Brief Bioinform. 2011 Jul;12(4):369-73. doi: 10.1093/bib/bbr016. Epub 2011 Apr 15.
A recent study examined the stability of rankings from random forests using two variable importance measures (mean decrease accuracy (MDA) and mean decrease Gini (MDG)) and concluded that rankings based on the MDG were more robust than MDA. However, studies examining data-specific characteristics on ranking stability have been few.
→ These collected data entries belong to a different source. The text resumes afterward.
PR #3446, opened 2025-01-29
Reduce number of visitors in slice2java

bernardnormier:
This PR reduces the number of visitors in slice2java to just 2.

It doesn't change at all the generated code - just reshuffling of Gen.{h,cpp}

### DIFF
--- a/cpp/src/slice2java/Gen.cpp
+++ b/cpp/src/slice2java/Gen.cpp
@@ -2239,8 +2239,8 @@ Slice::Gen::generate(const UnitPtr& p)
     HelperVisitor helperVisitor(_dir);
     p->visit(&helperVisitor);
 
-    ProxyVisitor proxyVisitor(_dir);
-    p->visit(&proxyVisitor);
+    ServantVisitor servantVisitor(_dir);
+    p->visit(&servantVisitor);
 }
 
 Slice::Gen::PackageVisitor::PackageVisitor(const string& dir) : JavaVisitor(dir) {}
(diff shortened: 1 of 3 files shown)


cpp/src/slice2java/Gen.cpp
```diff
@@ -4448,3 +4326,109 @@ Slice::Gen::ProxyVisitor::visitOperation(const OperationPtr& p)
...
 }
+
+void
+Slice::Gen::TypesVisitor::emitCompactIdHelper(const ClassDefPtr& p)
+{
+    string prefix = getPackagePrefix(p);
+    if (!prefix.empty())
+    {
+        prefix = prefix + ".";
+    }
```
pepone, line 4337: we can move this inside the other if clause, is not used otherwise.

pepone (approved):

cpp/src/slice2java/Gen.cpp
```diff
@@ -2262,14 +2253,14 @@ Slice::Gen::PackageVisitor::visitModuleStart(const ModulePtr& p)
 
         close();
     }
-    return false;
+    return true;
```
InsertCreativityHere, line 2256: This causes a change in the generated code. Before, when we always returned `false`, we would only ever hit top-level modules, but now we're hitting all modules.

The `if` check at the top of this function should be changed to:
```
if (!prefix.empty() && dynamic_pointer_cast<Unit>(p->container()))
```
this way we only generate `_Marker` interfaces for top-level module, like we were previously.

InsertCreativityHere (approved):
This PR introduces a change to how we generate `_Marker` interfaces.
Otherwise, my comparison tool confirms that there are no other changes to the generated code.

cpp/src/slice2java/Gen.cpp
bernardnormier: Fixed as suggested.

cpp/src/slice2java/Gen.cpp
bernardnormier: Fixed.

PR #3577, opened 2025-02-19
Add dispatch exception to Python

bernardnormier:
This PR adds dispatch exception to Python and adds range-check to the DispatchException constructors in C++, C# and Python.

It includes #3576.


python/python/Ice/LocalExceptions.py
```diff
@@ -1,24 +1,55 @@
...
+
+    @property
+    def replyStatus(self):
+        """
+        Gets the reply status of this exception.
+
+        Returns
+        -------
+        int
+            The reply status, as an int in the range 2..126.
```
pepone, line 41:
```suggestion
            The reply status, as an int in the range 2..255.
```

pepone (approved):

externl (approved):

PR #3582, opened 2025-02-19
Add dispatch exception to Ruby, PHP and MATLAB

bernardnormier:
Dispatch exceptions not thrown by Ruby/PHP/MATLAB code in these mappings, with just one exception: the MATLAB generated code can throw UnknownUserException.


cpp/src/slice2matlab/Main.cpp
```diff
@@ -2995,8 +2995,14 @@ CodeVisitor::visitEnum(const EnumPtr& p)
     out.inc();
     for (const auto& enumerator : enumerators)
     {
+        out << nl; // TODO: rework this code
```
bernardnormier, line 2998: All the MATLAB doc-comment generation needs refactoring.

matlab/test/Ice/exceptions/Test.ice
```diff
@@ -6,84 +6,84 @@
 
 module Test
 {
+    interface Empty
```
bernardnormier, line 9: Reformatting

pepone (approved):

externl (approved):

PR #3586, opened 2025-02-20
Fix PIP package to include slice2py script

pepone:
slice2py was missing from the new PIP package, this PR brings it back.

### DIFF
--- a/python/dist/lib/Glacier2/.gitignore
+++ b/python/dist/lib/Glacier2/.gitignore
@@ -1,1 +1,0 @@
-# Empty directory populated by sdist build
--- a/python/dist/lib/slice2py.py
+++ b/python/dist/lib/slice2py.py
@@ -13,7 +13,7 @@ def main():
     if sliceDir is not None:
         sys.argv.append("-I" + sliceDir)
     val = IcePy.compile(sys.argv)
-    sys.exit(int(val))
+    return int(val)
 
 
 if __name__ == "__main__":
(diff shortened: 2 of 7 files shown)


python/dist/lib/Glacier2/.gitignore
pepone, line 1: The dist/lib directories are required for building pip package directly from git. But only for the Python packages we ship "Ice" and "IceMX"

python/dist/lib/slice2py.py
```diff
@@ -13,7 +13,7 @@ def main():
     if sliceDir is not None:
         sys.argv.append("-I" + sliceDir)
     val = IcePy.compile(sys.argv)
-    sys.exit(int(val))
+    return int(val)
```
pepone, line 16: we already call exit below.

python/setup.py
```diff
@@ -230,7 +230,11 @@ def pre_build(self):
                     shutil.copy(source_file, target_file)
 
         # Slice sources
+        slice_excludes = ["IceDiscovery", "IceLocatorDiscovery"]
```
pepone, line 233: We don't need to include Slice definitions for these plug-ins.

python/setup.py
```diff
@@ -286,8 +290,6 @@ def run(self):
 
 # Setup configuration for the package
 setup(
-    name='zeroc-ice',
-    version='3.8.0a0',
```
pepone, line 290: We already set this in `pyproject.toml` no need to repeat it here.

externl (approved):

bernardnormier (approved):

Issue #3548, opened 2025-02-14
Proposal: Add implicit DispatchException


externl:
The current version (1.1) of the Ice protocol has no exception extensibility beyond the 6 local exceptions which can be encoded and user exceptions. This makes implementing generic middleware (think rate-limiting, authorization, etc.) painful. 

Users need to define an exception and ensure it's specified in every operation.

**Proposal:**

Add a new implicit user exception: `Ice::DispatchException` (name tbd), probably not defined in Slice so that users can't inherit from it.

Borrowing from IceRPC it could look something like https://github.com/icerpc/icerpc-slice/blob/main/IceRpc/StatusCode.slice.

E.g. (specifics to be worked out)
```slice
enum DispatchStatusCode {
     ...
     Unavailable,
     Unauthorized
     ...
}

exception DispatchException {
    DispatchStatus status;
    optional(1) string message;
}
```

This user exception would always be available in 3.8 and above and would be excluded from the exception specification checks.

bernardnormier:
What's the advantage of not defining `Ice::DispatchException` in Slice and not allowing users to derive from this exception?

> optional(1) string message;

A mandatory string field would be simpler.

bernardnormier:
The main downside I see with this proposal is it breaks the clean separation between "system exceptions" (= 6 local exceptions that can be encoded) and user exceptions.

Today, user exceptions are defined in Slice, and must be listed in the operation's exception specification. On the other hand, system exceptions are not defined in Slice and can be thrown by any invocation.

With your proposal, `Ice::DispatchException` would be a user exception (derived from `Ice::UserException` even if not defined in Slice?) that behaves like a system exception. 

Also, conceptually, user exceptions are "error values", and largely treated as such. For example, the logger middleware and its predecessor in 3.7 treats all user exceptions like successful responses, without logging any warning.

Other APIs also essentially treat Ok and UserException essentially the same way, unlike system exceptions and other local exceptions. For example, ice_invokeAsync on ObjectPrx and Blobject.

## Counterproposal: open-up ReplyStatus and allow enumerator values beyond UnknownException

See https://github.com/icerpc/icerpc-slice/blob/a12f71fff0b90fb94d9e032999754cdb6152cb41/IceRpc/Internal/IceDefinitions.slice#L90

[...]

Issue #3498, opened 2025-02-05
Add Ice.Trace.Dispatch


bernardnormier:
Most of the built-in logging provided by Ice is controlled by `Ice.Trace.Category` properties with numeric values, where the default is 0, mean "don't log anything". Then 1, 2 (...) increase logging verbosity.

See:
https://doc.zeroc.com/ice/3.7/property-reference/ice-trace

Plugins and services offer comparable `<name>.Trace.Category` properties, with the same default (0 = no logging). For example:
https://doc.zeroc.com/ice/3.7/property-reference/icessl#id-.IceSSL.*v3.7-IceSSL.Trace.Security
https://doc.zeroc.com/ice/3.7/property-reference/icegrid#id-.IceGrid.*v3.7-IceGrid.Node.Trace.Activator

This "trace" logging produces "normal" log messages, such as:
```
-- 02/05/25 09:21:42.508 icebox: Network: listening for tcp connections
   local address = 127.0.0.1:9996
```

Another form of logging is controlled by the `Ice.Warn.Category` properties:
https://doc.zeroc.com/ice/3.7/property-reference/ice-warn

The semantics are similar to the Trace properties - in particular the messages are sent to the same Ice logger - except:
 - some Ice.Warn.Category properties have a default of 1 
 - only Ice has Warn properties
 - the log message look a little bit different, for example:
```
-! 02/05/25 09:32:45.159 warning: dispatch exception: CancellationError()
   identity: 5610CD90-5021-4B90-A378-6D11FE980BF1
   facet: 
   operation: tick
   remote host: ::1 remote port: 58455
```

`--` = normal logging
`-!` = warning
`!!` = error

Ice.ThreadPool.name.SizeWarn is another logging property similar to the Ice.Warn logging:
https://doc.zeroc.com/ice/3.7/property-reference/ice-threadpool#Ice.ThreadPool.*-Ice.ThreadPool.name.SizeWarn

## Issue

The dispatch logging, controlled by Ice.Warn.Dispatch and implemented by the built-in logger middleware, is very limited since it logs only exceptions. It would be nicer if it could log all requests - including successful requests - like IceRPC's logger middleware:
https://github.com/icerpc/icerpc-csharp/blob/main/src/IceRpc.Logger/README.md
https://github.com/icerpc/icerpc-csharp/blob/fc251d6252e0135d9312dbac6b46e3dae3b23b49/src/IceRpc.Logger/LoggerMiddleware.cs#L39

[...]

PR #3588, opened 2025-02-20
Add dispatch exception and implement Ice.Trace.Dispatch in JS

bernardnormier:
This PR implements DispatchException in JS: see #3548.

It also implements Ice.Trace.Dispatch in JS: see #3498.

### DIFF
--- a/js/src/Ice/LoggerMiddleware.js
+++ b/js/src/Ice/LoggerMiddleware.js
@@ -17,7 +17,6 @@ export class LoggerMiddleware {
                 case ReplyStatus.Ok:
                 case ReplyStatus.UserException:
                     if (this._traceLevel > 0) {
-                        // TODO: fix once replyStatus is a number
                         this.logDispatch(response.replyStatus, request.current);
                     }
                     break;
@@ -69,7 +68,7 @@ export class LoggerMiddleware {
     logDispatch(replyStatus, current) {
         let output = `dispatch of ${current.operation} to `;
         this.printTarget(output, current);
-        output += ` returned a response with reply status ${replyStatus}`;
+        output += ` returned a response with reply status ${replyStatus.name}`;
         this._logger.trace(this._traceCat, output);
     }
 
--- a/js/src/Ice/LoggerMiddleware.js
+++ b/js/src/Ice/LoggerMiddleware.js
@@ -1,7 +1,8 @@
 // Copyright (c) ZeroC, Inc.
 
 import { UserException } from "./UserException.js";
-import { RequestFailedException } from "./LocalExceptions.js";
+import { DispatchException } from "./LocalExceptions.js";
+import { UnknownException } from "./LocalExceptions.js";
 import { IPConnectionInfo } from "./Connection.js";
 import { identityToString } from "./IdentityToString.js";
 import { StringUtil } from "./StringUtil.js";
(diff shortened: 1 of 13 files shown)


externl (approved):
Looks good to me. Prettier is complaining though.

js/src/Ice/LoggerMiddleware.js
```diff
@@ -15,62 +16,100 @@ export class LoggerMiddleware {
...
+        }
+        this._logger.warning(output);
     }
 
-    warning(exceptionMessage, current) {
-        let output = "dispatch exception:";
-        output += `\nidentity: ${identityToString(current.id, this._toStringMode)}`;
-        output += `\nfacet: ${StringUtil.escapeString(current.facet, "", this._toStringMode)}`;
-        output += `\noperation: ${current.operation}`;
+    printTarget(output, current) {
```
pepone, line 85: I would make printTarget a standalone function, so it remains private to this file.

js/src/Ice/TraceUtil.js
```diff
@@ -58,90 +58,30 @@ function printReply(s, inputStream) {
     const requestId = inputStream.readInt();
     s.push(`\nrequest id = ${requestId}`);
 
+    // This creates a new enumerator (e.g. "18": 18) if one doesn't exist yet.
     const replyStatus = ReplyStatus.valueOf(inputStream.readByte());
-    s.push(`\nreply status = ${replyStatus.value} `);
+    s.push(`\nreply status = ${replyStatus.name}`);
```
pepone, line 63: We provide toString that returns name

```suggestion
    s.push(`\nreply status = ${replyStatus}`);
```

pepone (approved):

pepone:
for prettier run `npx prettier --write .`

js/src/Ice/TraceUtil.js
bernardnormier: Fixed

js/src/Ice/LoggerMiddleware.js
bernardnormier: Fixed and reworked/tested the code, which was bogus.

js/src/Ice/LoggerMiddleware.js
```diff
@@ -15,62 +16,115 @@ export class LoggerMiddleware {
...
+    if (connInfo instanceof IPConnectionInfo) {
+        output.push(connInfo.localAddress);
+        output.push(":");
+        output.push(connInfo.localPort);
+        output.push("<->");
+        output.push(connInfo.remoteAddress);
+        output.push(":");
+        output.push(connInfo.remotePort);
+    } else {
+        // Connection.toString() returns a multiline string, so we just use type here for bt and similar.
```
pepone, line 127: I guess this would never happen in JavaScript we only have IP based transports.

js/src/Ice/OutgoingResponse.js
```diff
@@ -8,7 +8,7 @@ export class OutgoingResponse {
     constructor(outputStream, replyStatus, exceptionId, exceptionDetails) {
         this._outputStream = outputStream;
         this._replyStatus = replyStatus || ReplyStatus.Ok;
-        if (replyStatus !== ReplyStatus.Ok) {
+        if (replyStatus !== ReplyStatus.Ok.value) {
```
pepone, line 11: The `.value` looks suspicious. The `replayStatus` is a enumerator not a byte.

pepone (approved):

js/src/Ice/LoggerMiddleware.js
bernardnormier: current.con.getInfo() can throw (because the connection is closed), resulting in a null connInfo. This could occur if the dispatch closes its own bidir connection.

js/src/Ice/OutgoingResponse.js
bernardnormier: You're right, will fix.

Rankings based on the MDG measure showed sensitivity to within-predictor correlation and differences in category frequencies, even when the number of categories was held constant, and thus may produce spurious results. The MDA measure was robust to these data characteristics. Further, under strong within-predictor correlation, MDG rankings were less stable than those using MDA.
最近的一项研究使用两种变量重要性度量(平均减少精度(MDA)和平均减少基尼(MDG))来检验随机森林的排名稳定性,并得出结论,基于 MDG 的排名比 MDA 更稳健。然而,关于排名稳定性的特定数据特征的研究很少。即使类别数量保持不变,基于 MDG 度量的排名也对预测器内相关性和类别频率差异敏感,因此可能产生虚假结果。MDA 度量对这些数据特征具有鲁棒性。此外,在强预测器内相关性下,MDG 排名比 MDA 排名稳定性差。